= Nicholas Bayard (theologian) =

Nicholas Bayard (fl. 1300?) was a Dominican theologian.

==Biography==
Bayard was, according to Bale, a Dominican theologian at Oxford, where he obtained his doctor's degree.

Pits's account tends in the same direction, and both biographers praise their author for his knowledge of pontifical law. Bale adds that he was very skilled for his age in Aristotelian studies, but accuses him of distorting the Scriptures by "allegorical inventions and leisurely quibbles."

Bayard's principal work appears to have been entitled "Distinctiones Theologiæ," and, according to the last-mentioned authority, this book was largely calculated to corrupt the simplicity of the true faith, as it consisted, like Abelard's "Sic et Non," of an assortment of theological opinions opposed to one another. A manuscript of this work is still preserved in Merton College library, and Tanner gives a list of other writings of this author that are to be found in English libraries.

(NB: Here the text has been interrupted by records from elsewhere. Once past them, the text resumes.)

Issue #298, opened 2026-01-22
[Feature request]: environment parameter for package resource


TuningYourCode:
### Use Case

Some 3rd party packages require that during installation some environment variables are set.

A common example would be opensearch which requires to have set `OPENSEARCH_INITIAL_ADMIN_PASSWORD` that the package installation does not fail.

The date assigned to Nicholas Bayard by his English biographers is about 1410; but this can hardly be correct if Mr. Coxe is right in assigning the handwriting of the Merton manuscript to the previous century. The whole question of the era in which this writer lived, and his nationality, is minutely discussed by Quétif in his "Scriptores Ordinis Prædicatorum," who inclines to believe that Bayard was a Frenchman of the thirteenth century. This, according to Quétif, is the opinion of an ancient French writer, Bernard Guido. Quétif also shows how, in the collections of that age, preserved up to his days in the Sorbonne, Bayard's sermons constantly occurred in company with those of William of Auvergne, bishop of Paris (1228–48), and other great characters of Louis IX's reign. More conclusive as to the date is Quétif's assertion that in the "Liber Rectoris Universitatis Parisiensis" Bayard's great work is mentioned as being for sale in Paris before the year 1303; that several other discourses of Bayard were for sale in Paris at the same time; and that his "Sermones Dominicales" formed part of a parchment folio in the Sorbonne library, containing Robert de Sorbonne's "Liber de Conscientiâ".

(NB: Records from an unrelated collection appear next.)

Issue #328, opened 2026-02-18
[Feature request]: file resource should support etag


deric:
### Use Case

File resources fetched from CDN sometimes provide header like `date` which causes unnecessary corrective changes. 

```
$ curl https://repos.influxdata.com/influxdata-archive.key -I
HTTP/2 200 
date: Sat, 07 Feb 2026 21:14:40 GMT
content-type: application/vnd.apple.keynote
content-length: 6198
vary: accept-encoding
cache-control: public, max-age=31536000
etag: "f5ffec8d8d16b43d5e9ac6ad4330c445"
x-cache: MISS
server: cloudflare
cf-ray: 9ca5e5f089e9d9db-FRA
```
Currently `last-modified` header [is supported](https://github.com/OpenVoxProject/openvox/blob/main/lib/puppet/file_serving/http_metadata.rb#L38). 

### Describe the solution you would like

It would be nice to support  e.g. `etag` header that would indicate that the remote content hasn't changed.

### Additional context

See:

- https://github.com/voxpupuli/puppet-telegraf/pull/267
- https://github.com/puppetlabs/puppetlabs-apt/issues/1196

deric:
@bastelfreak I could try that, although I don't have much experience with writing openvox code. Are you ok with the `etag` approach or do you have some better idea how to approach this?

PR #329, opened 2026-02-18
Feature: file etag support

C24-AK:
Support ETag header in HTTP file metadata

When sourcing files from HTTP, use the ETag header as a content
checksum when it contains a recognizable hash (MD5, SHA1, SHA256).
This prevents unnecessary corrective changes on every Puppet run
for CDN-hosted files that return ETag but no Last-Modified header.

Explicit checksum headers (X-Checksum-*, Content-MD5) take priority
over ETag. Weak ETags and non-hash values are ignored gracefully.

Quétif does not, however, adduce any indubitable evidence that Bayard was a Frenchman. But if he was the writer of the "Summa de Abstinentia," which Quétif unhesitatingly assigns to him, and does really, as Quétif asserts, mingle French words with the Latin text, the fact of his French residence, if not of his French birth, may perhaps be considered as proved. Lastly, as regards the order to which Bayard belonged, Quétif observes that there is no certain evidence whether he was a Franciscan or a Dominican. In all the manuscripts excepting one he appears to be called simply Frater Nicholas de Bayard, and in the only one which is more precise he is called a Minorite.

Only one of Bayard's works seems to have been printed, and that one of somewhat doubtful authenticity, the "Summa de Abstinentia," which was published under the title of "Dictionarius Pauperum" by John Knoblouch at Cologne in 1518, and again at Paris in 1530. A longer list of Bayard's works is given by Bale.